方不覺想了一下報道中的內容,“我看案宗上的記錄,說是那名女學生是在夜裡失蹤的?你們有沒有調查過她的宿舍呢?”
“怎麽會沒調查?當時就她一個人在宿舍,我們唯一的線索就是有兩個女生當時進了她那棟宿舍,可是那兩個女生在十分鍾後出來了。但是她卻失蹤了。這事我們瞞著她的母親瞞了有兩個月,但不知道誰走漏了消息,她的母親來了。哭哭啼啼的,我們看著也難受。”
“常爺爺,這案子並沒有破,為何就結案了呢?”女警提出了自己的疑問。
常威微微坐直了身子,“失蹤了一個人,幾個月都沒找到,城市裡已經有些人心惶惶了,再加上當時那些學生都傳聞學校裡鬧鬼。再捂下去,怕是省裡的人都要知道了。市裡面有壓力,就要我們先結案,留點人手暗自調查。誰知就這麽出事了。”
“出事?”
“出事了,失蹤女生的母親聽到我們要暫時結案的消息,一時想不開,就跳樓了。她的腦袋摔的稀爛,然後摔沒了腦袋的屍體從地上爬起來,走了幾步才倒下。當時圍觀的人都被嚇壞了,好幾個人瘋了,現在都還在精神病院。”
姓常的退休警察這時候苦笑了一聲,“我們當時哪知道神經反應什麽的啊,都認為是神神秘秘的東西,連忙結案,學校也怕了,據說請了兩個和尚做了場法事。”
“那死者的屍體呢?在哪兒?”方不覺感覺那個跳樓的人恐怕不是因為女兒的事情,他懷疑這女的在跳樓前就已經死了。
“燒了,我們把她火化了,通知了她們那邊的人,但奇怪的是一直沒有人來取。就這麽一直放在了公墓裡。”
方不覺點了點頭,“不知那名跳樓的死者是不是穿的高跟鞋?”
常威連連搖頭, “沒有,我記得很清朝,她穿的是雙布鞋,那年頭哪會有年紀這麽大的人穿高跟鞋。”
在繼續聊了些話題後,方不覺起身告辭,拉著還一頭霧水的馬尾辮女警離開了這裡。兩人下了樓後。
“明天你帶幾個人來,記得帶上裝屍體的車子,不要問,你們局長知道怎麽做。”
方不覺用手製止了女警想問的話,他將手蓋住了女警的嘴巴,“知道太多會死的。

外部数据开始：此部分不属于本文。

PR #8431, opened 2017-03-15
Render fill-extrusion layers

lbud:
Opening this for tracking purposes as it's getting close enough to have a public living to-do list:

- [x] `[functionality]` implement transitions in light options
- [x] `[bug]` In https://github.com/mapbox/mapbox-gl-native/commit/9514b62f1e50e75ff806f2397b37730ba92ce72a I rewrote `RenderItem` to hold a vector of `RenderTile`s, rather than a single `RenderTile`, so that we can render a whole layer at a time (necessary for the offscreen texture approach used herein). In doing so I wrote a logic bug — need to comb over that rewrite 🔍 
- [x] `[bug]` ~I suspect there may be a bug in the way we're handling zoom-and-property functions — investigate~ punted to https://github.com/mapbox/mapbox-gl-native/issues/8460 as it is not actually related
- [x] `[bug]` there are weird striping/zigzag artifacts on glfw and macOS, but not on ios. Need to investigate what's going on here 
  * (update: was caused by using a 16-bit depth component resolution `GL_DEPTH_COMPONENT16`; changed to `GL_DEPTH_COMPONENT` which leaves resolution up to the implementation) 
  * (update 2: this fixed the issue on MacOS/glfw but broke on iOS as `GL_DEPTH_COMPONENT16` is the only valid depth internalformat for renderbufferStorage :thinking: — onward)
  * (resolution: GL version-specific)
- [x] `[tests]` un-ignore render tests + ensure all pass https://github.com/mapbox/mapbox-gl-js/pull/4519 🚀 
- [x] ☝️ merge gl-js PR in sync with this
- [x] `[tests]` unit tests
- [x] `[cleanup]` this depends on the [`extrusions-native-tweaks`](https://github.com/mapbox/mapbox-gl-js/compare/extrusions-native-tweaks) branch of mapbox-gl-js, which makes a few changes to shaders — merge that + update dep here
- [x] `[bug]` many render tests are broken (opacity issue?); investigate
- [x] ~`[cleanup]` squash/clean up commits (apologies to reviewers 🙈)~ lost cause, will squash upon merging
- [x] `[cleanup]` revert committed changes in `./platform/glfw/main.cpp`
- [x] `[platform]` address @1ec5's comments below + corresponding concerns across other generated platform code


platform/darwin/src/MGLFillExtrusionStyleLayer.h
```diff
@@ -0,0 +1,281 @@
...
+   * `MGLInterpolationModeExponential`
+   * `MGLInterpolationModeInterval`
+   * `MGLInterpolationModeCategorical`
+ */
+@property (nonatomic, null_resettable) MGLStyleValue<NSNumber *> *fillExtrusionBase;
+
+#if TARGET_OS_IPHONE
+/**
+ The base color of the extruded fill. The extrusion's surfaces will be shaded
+ differently based on this color in combination with the root `light` settings.
```
1ec5: `light` will in all likelihood be a property of MGLStyle; the word "root" is meaningless in the context of these SDKs.

platform/darwin/src/MGLFillExtrusionStyleLayer.h
```diff
@@ -0,0 +1,281 @@
...
+ You can access an existing fill-extrusion style layer using the
+ `-[MGLStyle layerWithIdentifier:]` method if you know its identifier;
+ otherwise, find it using the `MGLStyle.layers` property. You can also create a
+ new fill-extrusion style layer and add it to the style using a method such as
+ `-[MGLStyle addLayer:]`.
+
+ ### Example
+
+ ```swift
+ ```
```
1ec5: Eventually we'll want to fill in some example code here, via MGLDocumentationTests.swift, but that can be tail work.

platform/darwin/src/MGLFillExtrusionStyleLayer.h
```diff
@@ -0,0 +1,281 @@
...
+    /**
+     The fill extrusion is translated relative to the viewport.
+     */
+    MGLFillExtrusionTranslateAnchorViewport,
+};
+
+/**
+ An extruded (3D) polygon.
+
+ You can access an existing fill-extrusion style layer using the
```
1ec5: s/fill-extrusion/fill extrusion/

anandthakker:
> I suspect there may be a bug in the way we're handling zoom-and-property functions — investigate

FYI, our handling of these underwent some recent changes (by @mollymerp and I) - happy to help 💭 / 🕵️

lbud:
Thanks for the 👀 @1ec5! All platform-specific code committed thus far has been autogenerated with scripts/make targets so your attention is especially appreciated 🙇‍♀️ — adding to the list.

platform/darwin/src/MGLFillExtrusionStyleLayer.h
lbud: @1ec5 I am of the opinion (though not strongly) that this should remain hyphenated, I think, for clarity — do you have a strong feeling that it should be `fill extrusion`?

1ec5: Yes, as a noun phrase, it should be unhyphenated in prose. ("Fill-extrusion style layer" would be more natural as shorthand for "fill and extrusion style layer", like "zoom-property function" as shorthand for "zoom-and-property function".) Unlike in JavaScript, the hyphenated form `fill-extrusion` will never appear in the developer's code.

platform/darwin/scripts/style-spec-overrides-v8.json
```diff
@@ -50,6 +53,17 @@
...
   },
+  "paint_fill-extrusion": {
+    "fill-extrusion-pattern": {
+      "doc": "Name of image in style images to use for drawing image fill-extrusions. For seamless patterns, image width and height must be a factor of two (2, 4, 8, ..., 512)."
+    },
+    "fill-extrusion-translate": {
+      "doc": "The geometry's offset."
+    },
+    "fill-extrusion-color": {
+      "doc": "The base color of this layer. The extrusion's surfaces will be shaded differently based on this color in combination with the `light` settings. If this color is specified with an alpha component, the alpha component will be ignored; use `fill-extrusion-opacity` to set layer opacityco."
```
1ec5: Typo: "opacityco".

platform/darwin/scripts/style-spec-overrides-v8.json
```diff
@@ -50,6 +53,17 @@
       "doc": "Name of image in style images to use for drawing image fills. For seamless patterns, image width and height must be a factor of two (2, 4, 8, ..., 512)."
     }
   },
+  "paint_fill-extrusion": {
+    "fill-extrusion-pattern": {
+      "doc": "Name of image in style images to use for drawing image fill-extrusions. For seamless patterns, image width and height must be a factor of two (2, 4, 8, ..., 512)."
```
1ec5: "Image fills" sort of made sense for `fill-pattern`, but I'm not sure about "image fill-extrusions". How about "for drawing the surfaces of the extrusion"?

lbud:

”
在說完了後,他就讓女警送他回學校,到了校門口,他揮手和女警說了一聲再見後,臉上神色變的有些陰沉起來。
他現在有很多地方想不通,通過剛才的交談和那份案宗,他估計那個讓肖萌丟了魂的女鬼正是二十六年前失蹤的女學生,但那雙白色高跟鞋是誰的呢?他一開始以為是失蹤的女學生或者是自殺的她母親的,但剛才那退休的警察說不是她們的......
“池塘邊的榕樹上,知了在聲聲叫著夏天,操場邊的秋千上,隻有蝴蝶停在上面”......
就在方不覺思考的時候,他褲袋裡的手機瘋狂的響了起來。
“方不覺!我沒在宿管阿姨那發現那雙白色高跟鞋!”
電話裡的聲音是蘇嘉嘉的,她的聲音中透著慌亂,“還有,剛才肖萌的媽媽打電話給我,說肖萌剛才動了,她的嘴裡一直在念不要殺我這幾個字。”
“我知道了,我現在已經回了學校,我們到圖書館的頂樓匯合。”
掛斷了電話後,方不覺大步流星的朝學校的圖書館走去。